BOSTON (AP) – The National Guard wants to end a nine-year federal ban on firing lead bullets in training at Camp Edwards, saying it believes it can avoid contaminating the Cape Cod water supply.
“We have a very high level of confidence…we will be able to train all of our soldiers in a compatible way with the environment,” Shawn Cody, director of environmental affairs for the Massachusetts National Guard, told The Boston Globe.
Guard officials are proposing several methods to keep the lead bullets, banned by the Environmental Protection Agency as a precaution in 1997, from degrading and leaching into an underground reservoir that is a major part of the Upper Cape’s water supply.
About 6,000 New England guard members train at Camp Edwards every year. They have been using tungsten ammunition that was believed better for the environment because it would not dissolve in water. But the Guard has been looking for alternatives since small amounts of tungsten were found in groundwater below the base last February.
The effects of tungsten on human health are not known, but lead can cause serious neurological damage in children.
Guard officials say the troops, who may be sent to Iraq and Afghanistan, need to train with live ammunition rather than blanks and plastic bullets. They have asked state and federal environmental regulators for permission to use the lead bullets by April on two training ranges and eventually on others.
They are considering either rubber or sand traps where the lead bullets could be collected without harm to the environment.
The Romney administration and officials of towns near the base say they generally support the idea, but want to be sure the environment is protected. The EPA is awaiting results of tests from wells drilled below the firing ranges.
“We want to proceed cautiously,” Mark Begley, environmental officer for the Environmental Management Commission, told the Globe.

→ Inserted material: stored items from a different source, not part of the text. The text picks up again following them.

PR #4, opened 2020-04-02
Update macOS dependencies

RytoEX:
### Description

Update macOS dependencies
* Update Opus from 1.2.1 to 1.3.1
* ~~Update libogg from 1.3.3 to 1.3.4~~
* Update libvpx from 1.7.0 to 1.8.2
* Update Jansson from 2.11 to 2.12
* Update FFmpeg from 4.0.2 to 4.2.2
* Update x264 git repo location

### Motivation and Context

This brings macOS in line with the [current Windows release dependencies](https://github.com/obsproject/obs-studio/wiki/Release-Dependency-Versions/2da5ee806df52234a834499f77e8b722f5adcac5) for Opus, libogg, and FFmpeg.  The Windows deps use libvpx 1.8.1, but 1.8.2 is currently the latest release.  It looks like the obs-studio repo bundles Jansson 2.9, but the macOS CI scripts were already using Jansson 2.11, so I've updated to Jansson 2.12.  I'm open to adjusting libvpx and Jansson versions to something else.

### How Has This Been Tested?

I have only tested that the links for the updated URLs work.  We're going to need to build OBS with the new deps to make sure everything works.

### Types of changes

- CI update

### Checklist:

### DIFF
--- a/build-package-deps-osx.sh
+++ b/build-package-deps-osx.sh
@@ -51,9 +51,9 @@ export MACOSX_DEPLOYMENT_TARGET=10.11
 export PKG_CONFIG_PATH=$PKG_CONFIG_PATH:/tmp/obsdeps/lib/pkgconfig
 
 # libopus
-curl -L -O https://ftp.osuosl.org/pub/xiph/releases/opus/opus-1.2.1.tar.gz
-tar -xf opus-1.2.1.tar.gz
-cd ./opus-1.2.1
+curl -L -O https://ftp.osuosl.org/pub/xiph/releases/opus/opus-1.3.1.tar.gz
+tar -xf opus-1.3.1.tar.gz
+cd ./opus-1.3.1
 mkdir build
 cd ./build
 ../configure --disable-shared --enable-static --prefix="/tmp/obsdeps"
@@ -87,10 +87,10 @@ make install
 cd $WORK_DIR
 
 # libvpx
-curl -L -O https://chromium.googlesource.com/webm/libvpx/+archive/v1.7.0.tar.gz
-mkdir -p ./libvpx-v1.7.0
-tar -xf v1.7.0.tar.gz -C $PWD/libvpx-v1.7.0
-cd ./libvpx-v1.7.0
+curl -L -O https://chromium.googlesource.com/webm/libvpx/+archive/v1.8.2.tar.gz
+mkdir -p ./libvpx-v1.8.2
+tar -xf v1.8.2.tar.gz -C $PWD/libvpx-v1.8.2
+cd ./libvpx-v1.8.2
 mkdir -p build
 cd ./build
 ../configure --disable-shared --prefix="/tmp/obsdeps" --libdir="/tmp/obsdeps/lib"
@@ -118,9 +118,9 @@ rsync -avh --include="*/" --include="*.h" --exclude="*" ./* $DEPS_DEST/include/
 cd $WORK_DIR
 
 # janson
-curl -L -O http://www.digip.org/jansson/releases/jansson-2.11.tar.gz
-tar -xf jansson-2.11.tar.gz
-cd jansson-2.11
+curl -L -O http://www.digip.org/jansson/releases/jansson-2.12.tar.gz
+tar -xf jansson-2.12.tar.gz
+cd jansson-2.12
 mkdir build
 cd ./build
 ../configure --libdir="/tmp/obsdeps/bin" --enable-shared --disable-static
@@ -135,9 +135,9 @@ export LDFLAGS="-L/tmp/obsdeps/lib"
 export CFLAGS="-I/tmp/obsdeps/include"
 
 # FFMPEG
-curl -L -O https://github.com/FFmpeg/FFmpeg/archive/n4.0.2.zip
-unzip ./n4.0.2.zip
-cd ./FFmpeg-n4.0.2
+curl -L -O https://github.com/FFmpeg/FFmpeg/archive/n4.2.2.zip
+unzip ./n4.2.2.zip
+cd ./FFmpeg-n4.2.2
 mkdir build
 cd ./build
 ../configure --pkg-config-flags="--static" --extra-ldflags="-mmacosx-version-min=10.11" --enable-shared --disable-static --shlibdir="/tmp/obsdeps/bin" --enable-gpl --disable-doc --enable-libx264 --enable-libopus --enable-libvorbis --enable-libvpx --disable-outdev=sdl
--- a/build-package-deps-osx.sh
+++ b/build-package-deps-osx.sh
@@ -63,10 +63,11 @@ make install
 cd $WORK_DIR
 
 # libogg
-curl -L -O https://ftp.osuosl.org/pub/xiph/releases/ogg/libogg-1.3.3.tar.gz
-tar -xf libogg-1.3.3.tar.gz
-cd ./libogg-1.3.3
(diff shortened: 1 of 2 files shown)


PatTheMav:
Tried to build the deps today, some breakage was found:

* libogg breaks libvorbis.

Libogg 1.3.4 introduced a header-import change that _should_ work on macOS 10.9+, but breaks projects depending on it (e.g. libvorbis). It hasn't been fully discovered why (as building libogg with the missing import works, but building projects including libogg doesn't), but reverting this commit fixes the issue: https://git.xiph.org/?p=ogg.git;a=commitdiff;h=6449883ccacfee276ed9d99fa047342cdc51ab88

(See also: https://trac.macports.org/ticket/58929)

* Bad x264 checkout URL - the repository now sits at code.videolan.org/videolan/x264.git
* Maybe I'm mistaken but there's a `cd $WORK_DIR` missing between FFmpeg and luajit

With those changes the deps build successfully and I will try to build OBS with the changes from https://github.com/obsproject/obs-studio/pull/2617.

dodgepong:
Looks like we need to modify the FFmpeg build flags to enable SRT output.

PatTheMav:
Yeah already on it.. but so far it fails to detect the `srt` library in the temporary `obsdeps` even though `pkgconfig` gives the right static library and version, it's infuriating. But I haven't given up hope yet..

RytoEX:
@PatTheMav 
There is [another commit](https://git.xiph.org/?p=ogg.git;a=commit;h=c8fca6b4a02d695b1ceea39b330d4406001c03ed) recently in libogg that fixes that.  We could just pull the current git instead of the latest tag.

Whoops on x264.  Thought I'd checked that.  That's embarrassing, but I'll fix it.

I hadn't checked the _other_ parts of the scripts, and just assumed they would work.  If there are actual bugs with the parts of the script, then we should address them in other commits/PRs.  As it turns out, Azure no longer supports the macos-10.13 vmImage, and it will silently fail if that is set, so #3 needs to be merged before Azure will actually run anything here.

RytoEX:
I've removed the update to libogg for now, leaving it at 1.3.3.  I'm open to changing it to a git checkout for the current git master, but I'm also open to leaving it at 1.3.3.  Though apparently, the Windows release deps use [a specific commit (df53eebf72)](https://git.xiph.org/?p=ogg.git;a=commit;h=df53eebf72e86eb179465f53dd77297ae72ae233) between 1.3.3. and 1.3.4.

RytoEX:
I'm actually going to split off the x264 git repo update so that Azure won't immediately fail once we fix the pipeline.

RytoEX:
Split the x264 git repo update into #5.  Will rebase this once that is merged.

That still leaves deciding on the version of ogg/libogg to use, fixing SRT, and the second and third bullet points from @PatTheMav 's [earlier comment](https://github.com/obsproject/obs-deps/pull/4#issuecomment-607820458.)

PatTheMav:
Alright, I guess it makes sense to continue the discussion in this project: https://github.com/obsproject/obs-studio/pull/2617#issuecomment-608139087

I successfully got FFmpeg compiled with srt-support now, including static linking against mbedtls (which needs two handcrafted files for `pkg-config`).

Do you want me to post the necessary lines/changes tomorrow so you can amend the PR? Because my changes would rely on your PR anyway.

RytoEX:
If you've gotten it to work based off of changes here, the easiest way is probably for you to PR to my branch, and then I can merge them on my branch and they'll appear here in this PR.

RytoEX:
Forgot to include a link to my branch:  https://github.com/RytoEX/obs-deps/tree/update-deps

PatTheMav:
That `libogg` fix is not enough, because you need to get that `include <inttypes.h>` back. I've created a `sed` one-liner that will take care of that.

RytoEX:
> That `libogg` fix is not enough, because you need to get that `include <inttypes.h>` back. I've created a `sed` one-liner that will take care of that.

When you say "that", do you mean staying on 1.3.3, using the commit referenced by the Windows release dependency list, or using [the latest commit from libogg's current git master](https://git.xiph.org/?p=ogg.git;a=commit;h=68ca3841567247ac1f7850801a164f58738d8df9)?

In any case, I think we need to determine which options work for our needs so that someone else can decide what the best thing to do is.  If only one option works, then that makes the decision easy.

PatTheMav:
Ah yeah, I meant that 1.3.3 also requires reintegrating the include to build `libvorbis`. `libogg` itself builds and installs fine as 1.3.3 as well as 1.3.4, but for vorbis they both miss the include in the `os_types.h`.

Monkeypatching them inside the script with this single line fixes it though:

```
sed -i '.orig' 's/#  include <sys\/types.h>/#  include <inttypes.h>/g' include/ogg/os_types.h
```

RytoEX:
Using Azure Pipelines, libvorbis seems to build fine using libogg 1.3.3.  libvorbis does not build using libogg 1.3.4.  I'm not sure why libvorbis fails to build for you with libogg 1.3.3.

Building libvorbis with libogg at their current commit also works, though it requires installing automake or using cmake+Xcode.

_Personally_, I'd prefer not to have to manually patch a dependency if it can be avoided, even if it is a one-liner.

PatTheMav:
Yeah it shouldn't be necessary on macOS 10.9+ and I have currently no idea why building on 10.15 breaks again. That could of course mean that somehow my library subsystem is broken.. 😕

RytoEX:
> Yeah it shouldn't be necessary on macOS 10.9+

Since we officially only support 10.12+, supporting builds for older than that should not be an issue.

Glad to hear you got libvorbis building with libogg.  Weird that it had issues before.

PatTheMav:
Unfortunately I spoke too soon - I don't know how or why it was able to built, but couldn't replicate it when testing the updated shell script.

But it looks like even Homebrew needs to monkey patch libogg to make it build, as this specific commit is already merged upstream but not included in official builds right now:

https://github.com/xiph/ogg/commit/c8fca6b4a02d695b1ceea39b330d4406001c03ed

RytoEX:
Yes, I've built this full set of dependencies, including libvorbis, on macOS 10.15 on Azure with both libogg 1.3.3 and [their current git master latest from their xiph.org repo](https://git.xiph.org/?p=ogg.git;a=commit;h=68ca3841567247ac1f7850801a164f58738d8df9).  Strangely, the xiph.org repo is one commit ahead of their GitHub, even if it's just a docs update.  You can see the pipelines on the branches on my fork.

I think it's safe to use the current latest git master from them, but I'd like some guidance on what to do before merging that change into this PR.

PatTheMav:
So I've just ran your deps-ogg-68ca384 branch on my machine and everything worked without error. I also compiled OBS 25.0.1 with it and have seen no issues so far.

I'd suggest updating the PR with the changes for libogg and then I can work on getting srt+mbedtls and FFmpeg to work on Mac seperately (I will try a different approach today, closely following the Homebrew build procedures).

RytoEX:
I've squashed the commits from my deps-ogg-68ca384 branch and cherry-picked the libogg commit onto this branch.

RytoEX:
@PatTheMav This has been merged.  You're good to go PR'ing your stuff for mbedTLS+SRT+FFmpeg directly to this repo.

PatTheMav:
@RytoEX Thanks, I settled on a setup yesterday, will do a PR later tonight; I still have some tests I want to pass first.

PR #13, opened 2020-04-15
Use Homebrew bundle to install missing brew dependencies

PatTheMav:
### Description
Homebrew bundle is the suggested tool to manage and bundle Homebrew dependencies. It automatically re-uses existing packages and installs required ones. Due to its design it can even unlink existing packages and side-load pinned formulas, all defined in a single Brewfile.

### Motivation and Context
Fixes issues with different Homebrew environments as it installs and updates formulas as necessary, so no fallback code in CI scripts is needed.

This also avoids CI scripts failing their workflows due to Homebrew returning with error when either a) an installed package is tried to be installed again or b) a package that needs to be unlinked isn't installed in the first place.

### How Has This Been Tested?
* Tested locally
* Tested with CI runs

### Types of changes

### Checklist:

### DIFF
--- a/Brewfile
+++ b/Brewfile
@@ -1,0 +1,4 @@
+brew "nasm"
+brew "pkg-config"
+brew "automake"
+brew "libtool"
--- a/osx-install-tools.sh
+++ b/osx-install-tools.sh
@@ -1,1 +1,1 @@
-brew install nasm pkg-config automake
+brew bundle


Brewfile
```diff
@@ -0,0 +1,4 @@
+brew "nasm"
+brew "pkg-config"
+brew "automake"
+brew "libtool"
```
RytoEX, line 4: Leave a newline at the end of the file.

PatTheMav: Agreed, change pushed already.

PR #16, opened 2020-05-19
Update macOS minimum targets from 10.11 to 10.13

RytoEX:
### Description

Update the minimum macOS build targets from 10.11 to 10.13.

### Motivation and Context

OBS officially only supports 10.13+ because Qt 5.14.x only supports 10.13+.  Let's just make sure everything is targeting that minimum so that we (hopefully) get the benefits of targeting a newer minimum.

### How Has This Been Tested?

I haven't tested this because I don't have access to a Mac.  We should test against deps built this way, but this shouldn't really change anything.

### Types of changes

The commission was created by the Legislature in 2002 to oversee the environmental impact of training at the base.
Camp Edwards, the site of military training exercises since 1911, is 100 feet or less above an aquifer that provides drinking water to the Cape. Officials have been trying to contain or clean up pollution that has reached the aquifer or is near it. An intensive clean-up began in 1997 when lead, explosives and other contaminants were found in soil and groundwater.
Lead from the base has not been found in a public drinking water supply, state officials said. Low levels of lead have been found in monitoring wells on the Massachusetts Military Reservation that includes Camp Edwards, but officials believe it came from fuel spills rather than ammunition.